Looking for anything that might improve his condition, Nicole brought her son to Healing with Hyperbarics, a south Fargo clinic that treats patients in pressurized chambers filled with pure oxygen.
Known as hyperbaric oxygen therapy, or HBOT, the treatment is designed to speed up recovery from injuries by oxygenating tissue to increase blood flow. The therapy has been used to treat victims of carbon monoxide poisoning and the bends, a potentially deadly decompression sickness experienced by divers who resurface from great depths.
Proponents like clinic founder Dr. Daphne Denham and many of her patients say the therapy can relieve sufferers of traumatic brain injuries from chronic head pain and brain fog, though it has not yet been scientifically proven to work.
"We need a lot of data to convince the naysayers and there are a lot of them," Dr. Denham said in August 2018.

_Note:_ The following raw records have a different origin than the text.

PR #4276, opened 2024-09-24
fix: create a participation when logging in via LTI from a page within the course directory, redirect to new microlearning page with courseId param

rschlaefli:


sjschlapbach (approved):
LGTM

PR #4290, opened 2024-10-04
feat(apps/frontend-manage): add search option for tags list

TheHummel:
## Summary by CodeRabbit

- **New Features**
	- Introduced a search input feature in the Suspended Tags component, allowing users to filter tags based on their input.
	- Enhanced tag rendering to display only those matching the search criteria.

- **Chores**
	- Introduced a new reverse proxy service for improved routing in the Docker setup.
	- Updated network configuration for the reverse proxy service to enhance connectivity.
	- Corrected indentation for consistency in the Docker configuration.

- **Dependencies**
	- Updated the `remark-math` dependency version in the documentation project from `~5.1.1` to `~6.0.0`.


apps/frontend-manage/src/components/questions/tags/SuspendedTags.tsx
```diff
@@ -46,55 +72,70 @@ function SuspendedTags({ showUntagged, activeTags, handleTagClick }: Props) {
...
+    <div>
+      <TextField
+        placeholder={t('manage.general.searchPlaceholder')}
+        value={searchInput}
+        onChange={(newValue: string) => {
+          setSearchInput(newValue)
+          handleSearch(newValue)
+        }}
+        icon={faMagnifyingGlass}
+        className={{
```
sjschlapbach, line 84: Could we maybe update the styling of the search field a bit so that it does not take as much space as it does right now? (we only have very limited space here...) I would go for small text (as the tags have this text size as well), reduce the margins a bit and center the search icon in the field.
Also after running the code, I'm relatively confident, that the w-30 attribute can be removed, since it does not seem to have an effect :)

apps/frontend-manage/src/components/questions/tags/SuspendedTags.tsx
```diff
@@ -46,55 +72,70 @@ function SuspendedTags({ showUntagged, activeTags, handleTagClick }: Props) {
...
+              handleTagClick={(tag: string) =>
+                handleTagClick({
+                  tagName: tag,
+                  isTypeTag: false,
+                  isStatusTag: false,
+                  isUntagged: false,
+                })
+              }
+              active={activeTags.includes(tag.name)}
+              onMoveDown={
```
sjschlapbach, line 104: Maybe we should disable and hide the sorting functionality here whenever the search is active, since sorting does not have any visible effect in these cases?

sjschlapbach (changes requested):
Works great! Also very cool that we do not have any problems with stopwords in this search :)
After a few minor styling changes, this should be ready to be merged

apps/frontend-manage/src/components/questions/tags/SuspendedTags.tsx
```diff
@@ -27,11 +31,33 @@ interface Props {
...
+  const filteredTags = useMemo(() => {
+    if (data?.userTags) {
+      const search = new JsSearch.Search('id')
+      search.searchIndex = new JsSearch.TfIdfSearchIndex('id')
+      search.indexStrategy = new JsSearch.AllSubstringsIndexStrategy()
+      search.addIndex('name')
+      search.addDocuments(data.userTags)
+
+      if (searchInput) {
+        return search.search(searchInput) as Tag[]
```
sjschlapbach, line 52: Typecasting should only be required here - the two `as Tag[]`s below can be removed to make sure that the standard tag type is still correct

sjschlapbach: unfortunately, proper typing for this library does not seem to be available otherwise...

apps/frontend-manage/src/components/questions/tags/SuspendedTags.tsx
TheHummel: not quite sure what you mean. for me the manual "move up" and "move down" buttons work when search is active

sjschlapbach (approved):
LGTM :)

PR #4292, opened 2024-10-04
fix(apps/frontend-pwa): ensure that LTI workflows are only triggered inside LMS environment

sjschlapbach:


apps/frontend-pwa/src/lib/getParticipantToken.ts
```diff
@@ -23,13 +23,18 @@ export default async function getParticipantToken({
...
-  //     participantToken,
-  //     cookiesAvailable: !!cookies['participant_token'],
-  //   }
-  // }
+  // TODO: only check for existing participantToken once participation issues with LTI are resolved
+  if (
+    participantToken &&
+    !cookies['lti-token'] &&
+    !query.jwt &&
+    !(req.method === 'POST')
```
sjschlapbach, line 31: @rschlaefli Do you think we can already switch back to only checking whether a participationToken exists at this point? The current logic should avoid that the early return is triggered if any of the LTI workflows would be followed afterward and works for students that are normally logged in through the pwa application.

rschlaefli: yes, we should be able to switch back now

PR #4320, opened 2024-10-19
refactor: use union types for element data, question data and evaluation results

sjschlapbach:


packages/graphql/src/graphql/ops/FElementData.graphql
```diff
@@ -1,14 +1,13 @@
...
   elementData {
-    id
-    elementId
-    name
-    type
-    content
-    explanation
-    pointsMultiplier
-
     ... on ChoicesElementData {
```
sjschlapbach, line 3: @rschlaefli  Do you know if there is a way to extract these shared attributes somewhere to only define them once? Unfortunately, the change to use union types for proper frontend types does not seem to support shared fields on these union types in the Pothos Schema and leaving them at the top level (as before) results in build errors for the graphql package

PR #4333, opened 2024-10-24
enhance: add possibility to check for exact solution on numerical questions

sjschlapbach:
This branch enables the validation for exact solutions in the following way:
- Validation that min and max on solution range are not identical is disabled
- Grading logic has been updated to include the float precision range around a solution as correct
- Evaluation view has been updated to mark a solution as "exact correct solution" if min and max are less than 2 float precisions apart

## Release Notes

- **New Features**
  - Enhanced validation logic for numerical questions, simplifying the handling of minimum values.
  - Improved rendering of solution ranges with clearer checks for displaying correct solutions.

- **Bug Fixes**
  - Adjusted floating-point precision checks in grading logic to ensure accurate response evaluations.

- **Localization Updates**
  - Added and refined translation strings for both German and English, improving user guidance and error messages across the application.

### DIFF
--- a/apps/frontend-manage/src/components/sessions/evaluation/QuestionEvaluation.tsx
+++ b/apps/frontend-manage/src/components/sessions/evaluation/QuestionEvaluation.tsx
@@ -190,7 +190,22 @@ function QuestionEvaluation({
                 </UserNotification>
               )}
               {showSolution &&
-                currentInstance.questionData.options.solutionRanges && (
+                currentInstance.questionData.options.solutionRanges &&
+                (currentInstance.questionData.options.solutionRanges.length ===
+                  1 &&
+                currentInstance.questionData.options.solutionRanges[0].min &&
+                currentInstance.questionData.options.solutionRanges[0].max &&
+                currentInstance.questionData.options.solutionRanges[0].min >
+                  currentInstance.questionData.options.solutionRanges[0].max -
+                    2 * Number.EPSILON ? (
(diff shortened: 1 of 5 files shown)


apps/frontend-manage/src/components/sessions/evaluation/QuestionEvaluation.tsx
```diff
@@ -190,20 +190,35 @@ function QuestionEvaluation({
                 </UserNotification>
               )}
               {showSolution &&
-                currentInstance.questionData.options.solutionRanges && (
+                currentInstance.questionData.options.solutionRanges &&
+                (currentInstance.questionData.options.solutionRanges.length ===
```
rschlaefli, line 194: what if we have multiple correct solutions? would it be simple to do it as a mapping here? (check if the constraints apply to all elements in the array and then just display them all as a list, assuming for now that mixing the approaches is not possible)

rschlaefli (changes requested):

apps/frontend-manage/src/components/sessions/evaluation/QuestionEvaluation.tsx
sjschlapbach: will be done separately once types are available (together with extended error parsing for solution ranges). Otherwise this branch would require extensive testing that everything works and with types all these extensions will be a lot easier (this is the fallback for deployment)

PR #4338, opened 2024-10-28
refactor: migrate live quiz to unified data structure (i.e., from question instances/blocks to element block and element instances)

sjschlapbach:
DO NOT SQUASH THIS BRANCH ON MERGE - development branch for live quiz migration

Before / after merging and applying this branch, execute the following steps:
- [ ] Test that all functionalities of live quiz (including sessions with time limit, element instance updates, etc.) work correctly
- [ ] Verify that variable point logic (timeToZeroBonus and maxBonusPoints) still works as it should
- [ ] Migration script should: copy group activity status to new status, copy element stack type to new type, migrate QuestionInstance to ElementInstance, migrate SessionBlock to ElementBlock, migrate LiveSession to LiveQuiz
- [ ] After migration: Remove QuestionInstance, SessionBlock, LiveSession, rename new group activity status to old one and drop old enum, rename new element stack type to old one and drop old column, (drop originalId columns?!)
- [ ] Create database dump to avoid any potential data loss
- [ ] Apply all database migrations


apps/auth/package.json
```diff
@@ -17,10 +17,8 @@
     "next": "15.0.0",
     "next-auth": "4.24.8",
     "next-intl": "3.21.1",
-    "nookies": "2.5.2",
     "react": "18.3.1",
     "react-dom": "18.3.1",
-    "sharp": "0.33.5",
```
rschlaefli, line 23: I believe this is a prod dependency especially in standalone deployments but this might have changed with Next.js 15. I'll add it back and we can check it later :)

apps/frontend-manage/package.json
```diff
@@ -83,6 +71,7 @@
     "eslint-config-next": "~15.0.0",
     "postcss": "~8.4.47",
     "postcss-import": "~16.1.0",
+    "react-tagcloud": "~2.3.3",
```
rschlaefli: ! Why did we move this production dependency to dev deps? Would fail once deployed, as in Docker, we only get "dependencies" installed.

apps/frontend-manage/package.json
```diff
@@ -22,40 +22,30 @@
...
     "dayjs": "1.11.13",
     "deepmerge": "4.3.1",
     "formik": "2.4.6",
     "generate-password": "1.7.1",
     "graphql": "16.9.0",
     "graphql-codegen-persisted-query-ids": "0.2.0",
     "graphql-ws": "5.16.0",
-    "html-to-image": "1.11.11",
     "is-hotkey": "0.2.0",
-    "js-cookie": "3.0.5",
```
rschlaefli, line 35: ! I think this is necessary as we are using it in shared-components (useStickyState) and the component is imported in frontend-manage.

apps/frontend-manage/package.json
```diff
@@ -22,40 +22,30 @@
...
     "js-search": "2.0.1",
-    "localforage": "1.10.0",
```
rschlaefli: ! Same, used in useStickyState and therefore used in frontend-manage

apps/frontend-manage/package.json
```diff
@@ -22,40 +22,30 @@
...
     "lodash": "4.17.21",
     "nanoid": "5.0.8",
     "next": "15.0.0",
     "next-intl": "3.21.1",
-    "nookies": "2.5.2",
     "react": "18.3.1",
-    "react-csv-downloader": "3.1.1",
```
rschlaefli, line 44: ! this is also used in shared-components (DataTable).

rschlaefli (approved):
Will merge this now as functionality has been verified and/or fixed. Will be tested further on staging including the other PRs before deployment tomorrow.

Small TODOs for before/after deployment that I saw during testing:
- Fix realtime feedback charts on quiz cockpit not displayed nicely
- Fix countdown block closing but not updating lecturer UI (still showing with 0 sec)
- Fix grid display layout of choice questions

PR #4362, opened 2024-11-06
enhance(apps/frontend-manage): make activity evaluation pages resizable

TheHummel:
## Summary by CodeRabbit

- **New Features**
	- Introduced resizable and collapsible panels in the Choices, FT, and NR Evaluation components, enhancing user interactivity.
	- Implemented local state management for sidebar collapse functionality, improving user control over panel visibility.

- **Bug Fixes**
	- Improved layout responsiveness and user experience by replacing static structures with dynamic resizing capabilities.


sjschlapbach (approved):
Looks great! However, I would wait with merging this branch until we have completed the architectural changes of the live quiz (PR #4338), where we combine the live quiz and asynchronous activity evaluation. There, we should also make sure that the QR codes are properly shown on the sidebars and do not cause scrolling or similar undesired behavior.

apps/frontend-manage/src/components/evaluation/elements/ChoicesEvaluation.tsx
```diff
@@ -18,29 +25,43 @@ function ChoicesEvaluation({
   chartType,
   showSolution,
 }: ChoicesEvaluationProps) {
+  const [isCollapsed, setIsCollapsed] = useLocalStorage(
```
rschlaefli: https://www.npmjs.com/package/react-resizable-panels

would be better to use the autosaveId prop as shown here instead of doing it with a manual hook :) this also persists the size used for the resizeable areas instead of just the collapsed state

apps/frontend-manage/src/components/evaluation/elements/ChoicesEvaluation.tsx
```diff
@@ -18,29 +25,43 @@ function ChoicesEvaluation({
...
-        )}
+      </ResizablePanel>
+      <ResizableHandle withHandle />
+      <ResizablePanel
+        key={`parent-${instanceEvaluation.id}-${isCollapsed ? 'collapsed' : 'expanded'}`}
+        defaultSize={isCollapsed ? 0 : 20}
+        minSize={10}
+        collapsible
+        collapsedSize={0}
+        onCollapse={() => setIsCollapsed(true)}
```
rschlaefli: this should no longer be needed as it handles collapsing and size persistence automatically

apps/frontend-manage/src/components/evaluation/elements/FTEvaluation.tsx
```diff
@@ -18,27 +25,56 @@ function FTEvaluation({
   chartType,
   showSolution,
 }: FTEvaluationProps) {
+  const [isCollapsed, setIsCollapsed] = useLocalStorage(
```
rschlaefli: same

apps/frontend-manage/src/components/evaluation/elements/NREvaluation.tsx
```diff
@@ -18,29 +25,45 @@ function NREvaluation({
   chartType,
   showSolution,
 }: NREvaluationProps) {
+  const [isCollapsed, setIsCollapsed] = useLocalStorage(
```
rschlaefli: same

rschlaefli (changes requested):
very cool, small change to use the feature directly implemented in resizeable instead of the custom hook

apps/frontend-manage/src/components/evaluation/elements/FTEvaluation.tsx
TheHummel: used useState instead now to be able to hide sidebar because else part of content is still visible in collapsed state

rschlaefli (approved):
Very nice! Made a small adjustment so the state is actually saved per question type and not for a specific instance id (that will probably not be opened a second time anyway). Also to not fill up local storage with so many key/value pairs.

LGTM and will merge after the related live quiz branch is integrated.

PR #4372, opened 2024-11-12
[DELETE - DEBUGGING ONLY]: add scripts to identify instances with null choices or missing ix in choices options

sjschlapbach:


sjschlapbach:
Corresponding script fixing these issues has been merged and applied to the production database in the meantime

PR #4384, opened 2024-12-03
[PoC] chore: try to aggregate weekly and monthly analytics from daily analytics

sjschlapbach:
The aggregation does not seem to work with the currently tracked information, since the responseCount cannot be updated correctly (it is now known, which questions have been answered on which day) and computing the mean counts for longer time horizons from their daily values would result in potentially significant distortions of the data


sjschlapbach:
Exiting computation based on question response details is kept

PR #4576, opened 2025-03-21
feat: make base points on elements optional and update corresponding grading logic

sjschlapbach:
After merging this branch, we need to update all existing element instances to contain the relevant information. First apply the database migration:
```bash
cd packages/prisma
pnpm run prisma:deploy:prod
```

Then run the following script:
```bash
cd packages/graphql
pnpm run script ./src/scripts/2025-03-21_add_base_points_instances.ts
```

To verify the success of the script on the production database, run the following command:
```sql
SELECT * FROM "ElementInstance" WHERE "options"->>'basePoints' IS NULL;
```

## Summary by CodeRabbit

- **New Features**
  - Introduced a dedicated scoring section in question forms for toggling base points and point multipliers.
  - Updated scoring settings with improved tooltips and localized labels for clearer guidance.

- **UI Enhancements**
  - Streamlined question content display with clearer notifications when points are not awarded.
  - Simplified interface by removing redundant solution settings for a better user experience.

- **Improvements**
  - Enhanced consistency in point calculation across quizzes and live sessions for more reliable scoring.


packages/graphql/src/scripts/2025-03-21_add_base_points_instance_options.ts
```diff
@@ -0,0 +1,42 @@
...
+  for (let i = 0; i < batches; i++) {
+    console.log(`Processing 100-instance batch ${i + 1}/${batches}`)
+
+    const instances = await prisma.elementInstance.findMany({
+      skip: i * 100,
+      take: 100,
+    })
+
+    for (const instance of instances) {
+      await prisma.elementInstance.update({
```
rschlaefli: I would just add a check that basePoints are only set to true if the property does not exist yet in the options (with any value). There should be no case matching that ever, but just to make sure, also if we ran this again in the future for any reason :)

rschlaefli (approved):

PR #4695, opened 2025-05-17
chore: support local https using traefik

rschlaefli:
this adds instructions and traefik configuration to use local SSL/TLS certificats so we can use both http:// and https:// in local development. we might have to decide on one or change other things if we want both possibilities, as there are redirect URLs etc. that are using http:// right now. will also have to verify whether https:// also works on win/linux before we make this default.

this would allow us to develop with HTTP/2, testing more modern things like subscriptions via SSE. mainly built this for jakob who had some issues with subscriptions over SSE in GBL :)

instructions added to https://github.com/uzh-bf/klicker-uzh/wiki/Local-Development#https-setup-with-mkcert-and-traefik-for-http2-support

to evaluate, follow the instructions to generate local certs, restart browsers and app dependencies, and check whether apps are available on both http:// and https:// (they might not work yet because redirect url is http:// etc., but they should be available and not result in gateway errors)

## Summary by CodeRabbit

- **New Features**
  - Enabled HTTPS support for all services routed through the reverse proxy, with explicit TLS certificate configuration and HTTP/2 support.
  - Added access to the Traefik dashboard for easier reverse proxy monitoring.
  - Updated development environments and launch configurations to use HTTPS URLs for enhanced security.

- **Chores**
  - Updated configuration files to standardize reverse proxy settings and SSL certificate mounting.
  - Improved `.gitignore` to exclude the `ssl/` directory.


sjschlapbach (approved):
The setup seems to work well (tested with Mac and Chrome), only added the small step to docs that the browser keychain password might have to be entered during setup

PR #4713, opened 2025-05-23
feat(apps/frontend-manage): add possibility to open answer collection edit modal directly from element edit modal

sjschlapbach:
## Summary by CodeRabbit

- **New Features**
  - Enabled inline editing capabilities for answer collections within forms and selection components.
  - Added an inline edit button for answer collections, conditionally active based on permissions.
  - Enhanced modals and forms to support inline editing and automatic data refresh post-editing.

- **Improvements**
  - Improved handling of answer collection permissions, providing clear messages for insufficient rights.
  - Refined data fetching and state management for answer collections, decoupling from internal queries.
  - Introduced logic to mark shared and editor status for answer collections, preventing duplication.

- **Bug Fixes**
  - Removed logic that reset solutions when changing or removing case study items, simplifying reset behavior.

- **Localization**
  - Added new translation strings for collection selection prompts and permission error messages in English and German.


sjschlapbach:
The implementation approach probably needs to be changed here such that the answer collection edit modal is rendered outside the element edit form context to avoid nested formik forms --> submission does not work. A corresponding trigger function could then be passed down to the element edit form component to control the open state of the answer collection edit form modal

PR #108, opened 2018-06-12
QuerySpec object support

stephen:
Ah, it works.

### DIFF
--- a/client/src/tests/hoc.tsx
+++ b/client/src/tests/hoc.tsx
@@ -1,0 +1,40 @@
+import React from "react";
+import { GraphQLData } from "../connection";
+import { graphql } from "../hoc";
+import { QuerySpec } from "../query";
+
+interface Result {
+  output: string;
+}
+
+interface Variables {
+  y: string;
+}
+
+const exampleQuery: QuerySpec<Result, Variables> = {
+  query: "query test {}",
+};
+
+interface Props extends GraphQLData<Result> {
+  input: string;
+}
+
+const PresentationalComponent = (props: Props) => {
+  return <div>{props.data.value.output}</div>;
+};
+
+const ConnectedComponentWithQueryAndVariables = graphql<
+  Props,
+  Result,
+  Variables
+>("query test {}", props => ({ y: props.input }))(PresentationalComponent);
+
+const instanceWithQueryAndVariables = (
+  <ConnectedComponentWithQueryAndVariables input="test" />
+);
+
+const ConnectedComponentWithSpec = graphql(exampleQuery, props => ({
+  y: "string",
+}))(PresentationalComponent);
+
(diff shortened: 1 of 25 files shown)


client/src/tests/query.tsx
```diff
@@ -0,0 +1,42 @@
...
+};
+
+const instanceWithQueryAndVariables = <ComponentWithQueryAndVariables />;
+
+const ComponentWithSpec: React.SFC<{}> = () => {
+  return (
+    <Query query={exampleQuery} variables={{ y: "yes" }}>
+      {data => (
+        <div>
+          {data.state === "subscribed" ? data.value.output : "loading..."}
```
stephen: i'm not actually sure how it's able to pull the type here... the query does not reference the output or input types at all, except implicitly via `exampleQuery`.

client/src/tests/hoc.tsx
```diff
@@ -0,0 +1,40 @@
...
+  Props,
+  Result,
+  Variables
+>("query test {}", props => ({ y: props.input }))(PresentationalComponent);
+
+const instanceWithQueryAndVariables = (
+  <ConnectedComponentWithQueryAndVariables input="test" />
+);
+
+const ConnectedComponentWithSpec = graphql(exampleQuery, props => ({
```
jellevandenhooff: if you inline PresentationalComponent here, does it infer the Props type?

client/src/tests/mutation.tsx
```diff
@@ -0,0 +1,44 @@
...
+      )}
+    </Mutation>
+  );
+};
+
+const instanceWithQueryAndVariables = <ComponentWithQueryAndVariables />;
+
+const ComponentWithSpec: React.SFC<{}> = () => {
+  return (
+    <Mutation query={exampleQuery}>
```
jellevandenhooff: this is awesome

client/src/tests/query.tsx
jellevandenhooff: ah it does do the inline! that's great

jellevandenhooff: this also sure is a lot of indentation

client/src/tests/hoc.tsx
stephen: sadly, i realized that it doesn't infer `props` here correctly, even not inlined.

stephen: i think this would be more possible if the signature looked closer to what it used to, e.g. `graphql(Component, document, props => ...)`.

i tried to be too cute and it was a bad idea. see https://github.com/Microsoft/TypeScript/issues/15016#issuecomment-292108004

jellevandenhooff:
Alternatively, we could codegen the entire graphql function...

PR #118, opened 2018-06-29
Shahryart/typechecking enummap

shahryart:
typecheck enum map

### DIFF
--- a/graphql/schemabuilder/reflect.go
+++ b/graphql/schemabuilder/reflect.go
@@ -818,25 +818,30 @@ func (s *Schema) Enum(val interface{}, enumMap interface{}) {
 		s.enumTypes = make(map[reflect.Type]*EnumMapping)
 	}
 
-	eMap, rMap := getEnumMap(enumMap)
+	eMap, rMap := getEnumMap(enumMap, typ)
 	s.enumTypes[typ] = &EnumMapping{Map: eMap, ReverseMap: rMap}
 }
 
-func getEnumMap(enumMap interface{}) (map[string]interface{}, map[interface{}]string) {
+func getEnumMap(enumMap interface{}, typ reflect.Type) (map[string]interface{}, map[interface{}]string) {
 	rMap := make(map[interface{}]string)
 	eMap := make(map[string]interface{})
 	v := reflect.ValueOf(enumMap)
 	if v.Kind() == reflect.Map {
 		for _, key := range v.MapKeys() {
 			val := v.MapIndex(key)
+			valInterface := val.Interface()
+			if reflect.TypeOf(valInterface).Kind() != typ.Kind() {
+				panic("types are not equal")
+			}
 			if key.Kind() == reflect.String {
-				eMap[key.String()] = val.Interface()
+				mapVal := reflect.ValueOf(valInterface).Convert(typ)
+				eMap[key.String()] = mapVal.Interface()
 			} else {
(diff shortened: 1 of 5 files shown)


graphql/schemabuilder/reflect.go
```diff
@@ -184,6 +185,8 @@ func (sb *schemaBuilder) getEnumArgParser(typ reflect.Type) (*argParser, graphql
 		if !ok {
 			return fmt.Errorf("unknown enum value %v", asString)
 		}
+		log.Println(dest.Type())
+		log.Println(reflect.TypeOf(val))
```
stephen: remove these

graphql/schemabuilder/reflect.go
```diff
@@ -818,19 +821,23 @@ func (s *Schema) Enum(val interface{}, enumMap interface{}) {
...
+			if val.Type().Kind() != typ.Kind() {
+				panic("types are not equal")
+			}
 			if key.Kind() == reflect.String {
-				eMap[key.String()] = val.Interface()
+				mapVal := val.Convert(typ)
+				eMap[key.String()] = mapVal.Interface()
 			} else {
 				panic("keys are not strings")
 			}
```
stephen: can we change the panic below to be lowercased

graphql/schemabuilder/reflect_test.go
```diff
@@ -210,20 +226,65 @@ func TestEnumMapWrongArg(t *testing.T) {
 
 }
 
-func TestEnumMapKeys(t *testing.T) {
+func TestEnumMapWrongArg2(t *testing.T) {
```
stephen: Let's make the test names more descriptive to the case, i.e.`TestEnumMapMismatchedValues`

graphql/schemabuilder/reflect_test.go
```diff
@@ -210,20 +226,65 @@ func TestEnumMapWrongArg(t *testing.T) {
...
 	}()
-	type enumType int32
-	schema.Enum(enumType(1), map[int32]int32{
-		1: 1,
+
+	schema.Enum(enumType3(1), map[string]interface{}{
+		"firstField":  interface{}(1),
+		"secondField": interface{}(2),
+		"thirdField":  interface{}(3),
 	})
```
stephen: i think there are ways we could support this case: https://play.golang.org/p/9bjfb8w_8h2

graphql/schemabuilder/reflect_test.go
```diff
@@ -196,6 +196,22 @@ func TestExecuteGood(t *testing.T) {
 	}
 }
 
+func TestEnumMapKeys(t *testing.T) {
+	schema := NewSchema()
+	defer func() {
+		r := recover()
+		if r == nil {
```
stephen: let's assert on specific error messages here

graphql/schemabuilder/reflect_test.go
shahryart: It doesn't differentiate between int32 and int

stephen: could you paste a code example? https://play.golang.org/p/ItVllolNiF2

shahryart: This particular test case will still fail because the integers aren't of int32 type

stephen: ah, that makes sense.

A 2018 Veterans Administration study found that hyperbaric therapy has the potential to fulfill a "great need" to improve the health of patients with traumatic brain injuries, but study results have not been easily replicated. "We simply still don't know," the study's authors said of the therapy.
But regardless of the ongoing debate in medicine, Payton and many others swear by the treatment.
"He was alert and that was the biggest improvement that we noticed, he was like he had life breathed back in him again," Nicole said of her son's experience with HBOT. "This is the first thing that has given us true healing."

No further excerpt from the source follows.